Das Pariser Klimaabkommen zielt darauf ab, dass die weltweiten CO2-Emissionen bis 2030 um 48 Prozent gegenüber 2019 sinken, damit die Erderwärmung unter 1,5 Grad gehalten wird. Rehm warnt jedoch: „Die Emissionen sinken bei weitem nicht ausreichend schnell genug, um eine Überschreitung von 1,5 Grad Erderhitzung zu verhindern. Um das Schlimmste zu verhindern, muss das Ziel sein, die Emissionen sehr rasch und zugleich sozial verträglich zu reduzieren – das sichert die politische Unterstützung für die dringend notwendigen Maßnahmen.“

Laut einer 2022 veröffentlichten Studie von Wirtschaftswissenschaftler Lucas Chancel, verursacht das globale reichste ein Prozent 17 Prozent der Gesamtemissionen. Die gesamte untere Hälfte sei nur für 12 Prozent verantwortlich. „Hier gibt es viel Potential, ohne eine unverhältnismäßige Einschränkung des Lebensstandards Umweltverschmutzung zu reduzieren“, bemerkt Rehm.

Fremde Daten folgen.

PR #3317, opened 2024-06-12
Minor test fixes (again)

ss-es:
No linked issue.

### This PR: 
This is a second attempt at #3256, which was reverted. The tightening of the `num_failed_views` parameter in various tests is retained, but the check that we fail no fewer than `num_failed_views` was removed (since many tests do not reliably fail a specific number of views, this requires more work).

A consistency check was also added, to validate that each leaf chain from each node's decide events is coherent, and that no two nodes disagree on a leaf for any given view.


crates/testing/src/consistency_task.rs
```diff
@@ -0,0 +1,176 @@
...
+
+trait Validatable {
+    fn valid(&self) -> Result<()>;
+}
+
+pub type NodeMap<TYPES> = BTreeMap<<TYPES as NodeType>::Time, Vec<Leaf<TYPES>>>;
+
+pub type NodeMapSanitized<TYPES> = BTreeMap<<TYPES as NodeType>::Time, Leaf<TYPES>>;
+
+pub fn sanitize_node_map<TYPES: NodeType>(
```
jparr721, line 26: Could we get some doc comments explaining what these things are?

crates/testing/src/consistency_task.rs
```diff
@@ -0,0 +1,176 @@
...
+        }
+
+        Ok(())
+    }
+}
+
+pub type NetworkMap<TYPES> = BTreeMap<usize, NodeMap<TYPES>>;
+pub type NetworkMapSanitized<TYPES> = BTreeMap<usize, NodeMapSanitized<TYPES>>;
+
+pub fn sanitize_network_map<TYPES: NodeType>(
```
jparr721, line 78: Can we get doc comments for these?

crates/testing/src/consistency_task.rs
```diff
@@ -0,0 +1,176 @@
...
+) -> Result<NetworkMapSanitized<TYPES>> {
+    let mut result = BTreeMap::new();
+
+    for (node, node_map) in network_map {
+        result.insert(
+            *node,
+            sanitize_node_map(node_map)
+                .context(format!("Node {node} produced inconsistent leaves."))?,
+        );
+    }
```
jparr721, line 89: This could be `BTreeMap::from_iter` if you wanted it to be.

crates/testing/src/consistency_task.rs
```diff
@@ -0,0 +1,176 @@
...
+                view_map.insert(*node_id, leaf.clone());
+            }
+        }
+
+        for (view, view_map) in inverted_map.iter() {
+            let mut leaves: Vec<_> = view_map.iter().collect();
+
+            leaves.dedup_by(|(_node_a, leaf_a), (_node_b, leaf_b)| leaf_a == leaf_b);
+
+            if leaves.len() > 1 {
```
jparr721, line 124: This could be `ensure!` if you want.

crates/testing/src/overall_safety_task.rs
```diff
@@ -225,6 +231,18 @@ impl<TYPES: NodeType, I: TestableNodeImplementation<TYPES>> TestTaskState
                 failed_views: self.ctx.failed_views.clone(),
             }));
         }
+
+        // We should really be able to include a check like this:
```
jparr721, line 235: Should we just remove this and instead file an issue with this context? Just to avoid it getting lost?

jparr721 (dismissed):
Just looking for some more docs to make understanding the tests a bit easier at a glance.

crates/testing/src/consistency_task.rs
ss-es: I initially tried something like that, but I don't think it quite works because you can't get the short-circuiting/early return behavior from the `?` here without an explicit loop

crates/testing/src/overall_safety_task.rs
ss-es: I really like having a comment in the code, but I've also created an issue: https://github.com/EspressoSystems/HotShot/issues/3334

jparr721: Yeah that make sense to me!

bfish713 (dismissed):

jparr721 (approved):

Reich sein heißt nicht automatisch unverantwortlich der Umwelt gegenüber zu sein. „Aber im Durchschnitt zeigen die Daten sehr eindeutig, dass mit höherem Einkommen ein größerer Beitrag zur Klimakrise einhergeht“, bestätigt Rehm. Vor allem sei dies etwa auf Vielflieger:innen am obersten Rand der Einkommensverteilung zurückzuführen.

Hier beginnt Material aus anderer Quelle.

PR #3322, opened 2024-06-13
[DEPENDENCY_REFACTOR] - Fix the ValidatedStateUpdated dependency in the quorum proposal and vote tasks

### LINKED ISSUE #3296: [DEPENDENCY_REFACTOR] - Fix the `ValidatedStateUpdated` dependency in the quorum proposal and vote tasks

The quorum proposal and vote tasks should have no dependency on `ValidatedStateUpdated`. Instead, we should wait for the event before proceeding in `handle_deps`.

_No response_

Zulip discussion: https://espresso.zulipchat.com/#narrow/stream/311646-Consensus/topic/Dependency.20task.20refactor/near/443326357.

The `ValidatedStateUpdated` dependency is removed from both tasks, but we won't handle the dependencies when the event isn't received.

_No response_

shenkeyao:
Closes #3296. **WIP!**


crates/task-impls/src/quorum_proposal/dependency_handle.rs
```diff
@@ -175,6 +172,20 @@ impl<TYPES: NodeType> HandleDepOutput for ProposalDependencyHandle<TYPES> {
...
+            if self
+                .consensus
+                .read()
+                .await
+                .validated_state_map()
+                .contains_key(&high_qc_view_number)
+            {
+                break;
+            }
+        }
```
shenkeyao, line 187: Does this loop make sense? In our original discussion, our conclusion was to wait for the `ValidatedStateUpdated` event, but I found it easier to block on the state map instead. Can we consider them equivalent?

jparr721: I think we can. For the purposes of what we're trying to accomplish, this seems more than adequate.

bfish713: I think this is going to cause really high CPU use as it's quite likely we are almost always going to be able to grab the read lock

crates/task-impls/src/quorum_proposal/dependency_handle.rs
```diff
@@ -175,6 +177,30 @@ impl<TYPES: NodeType> HandleDepOutput for ProposalDependencyHandle<TYPES> {
 
     #[allow(clippy::no_effect_underscore_binding)]
     async fn handle_dep_result(self, res: Self::Output) {
+        let high_qc_view_number = self.consensus.read().await.high_qc().view_number;
```
jparr721, line 180: Followup on an earlier discussion, in all testing, this value, and the provided high qc value were never different, so it seemed like a red herring. I can add the change in though that effectively takes the high qc from the event if it's available, and falls back to the shared state otherwise.

crates/task-impls/src/consensus/helpers.rs
```diff
@@ -105,6 +105,10 @@ pub async fn validate_proposal_safety_and_liveness<TYPES: NodeType>(
     {
         tracing::trace!("{e:?}");
     }
+    consensus
+        .write()
+        .await
+        .update_saved_leaves(proposed_leaf.clone());
```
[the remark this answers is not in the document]
jparr721: Yeah we definitely want to do this. I had originally done it, but the change was not great. I plan to do it as a follow up after evaluating if ViewInner::Da is still relevant, as it made the implementation quite tricky. I’ll tag you in the follow up.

Lösungsansätze: Klimakreditkarte und Klimasoli

Als Möglichkeiten, die Politik klimasozial zu gestalten, schlagen die Forschenden eine Klimakreditkarte und einen Klimasolidaritätsbeitrag vor. Ziel ist es, die Grundbedürfnisse trotz Inflation und Energiekrise zukünftig zu sichern. Mithilfe der Klimakreditkarte könnten beispielsweise Heizenergie, Nahverkehr oder Lebensmitteln bezahlt werden. Der Klimasolidaritätsbeitrag bedeutet eine progressive Steuer auf hohe Vermögen und Einkommen. Dadurch soll eine klimaneutrale Versorgungsinfrastruktur finanziert werden. „Eine Vermögenssteuer hat extrem hohe Zustimmungsraten in der Bevölkerung. Zugleich sind die Investitionsbedarfe unbestritten massiv, für eine politische Umsetzbarkeit braucht es eine stärkere Beteiligung der Vielverbraucher:innen an deren Finanzierung“, erklärt Rehm.

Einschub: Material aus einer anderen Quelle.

PR #3324, opened 2024-06-13
Benchmarking adjustments

QuentinI:
- Merge main
- Adjust orchestrator to choose from potential builder URLs
- Adjust examples to take advantage of multiple builders


crates/examples/infra/mod.rs
```diff
@@ -1057,48 +1030,64 @@ where
...
+    let mut advertise_urls = Vec::new();
+    let bind_address: Url;
+    match args.builder_address {
+        None => {
+            let port = portpicker::pick_unused_port().expect("Failed to pick an unused port");
+            let possible_urls = local_ip_address::list_afinet_netifas()
+                .expect("Couldn't get list of local IP addresses")
+                .into_iter()
+                .map(|(_name, ip)| ip)
+                .filter(|ip| !ip.is_loopback())
```
dailinsubjam: Could work after adding `.filter(|ip| ip.to_string().starts_with("172.31."))`, but I'm not sure how to do this in a more formal way. Or else there will be `unwrap()` error.

dailinsubjam (approved):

Ob die Menschen am oberen Einkommensrand mit einem Klimasoli einverstanden wären, ist zwar ungewiss, doch Professorin Rehm weiß durch Untersuchungen der Ökonomin Stefanie Stantcheva, dass die „Unterstützung für klimaschützende Maßnahmen unter anderem von deren wahrgenommener Verteilungswirkung abhängt.“ Das bedeutet, wenn sich die Reichen aus Einschränkungen „auskaufen“, protestieren diejenigen, die dann von der Klimapolitik betroffen wären. „Deswegen liegt uns unser Vorschlag besonders am Herzen, eine progressive Nutzungsabgabe auf besonders energieintensiven Konsum, sogenannte ‚Luxusemissionen‘, wie viele Flugreisen, einzuführen.“ Das stelle auch für Reiche erhöhte Kosten für umweltschädliches Verhalten sicher.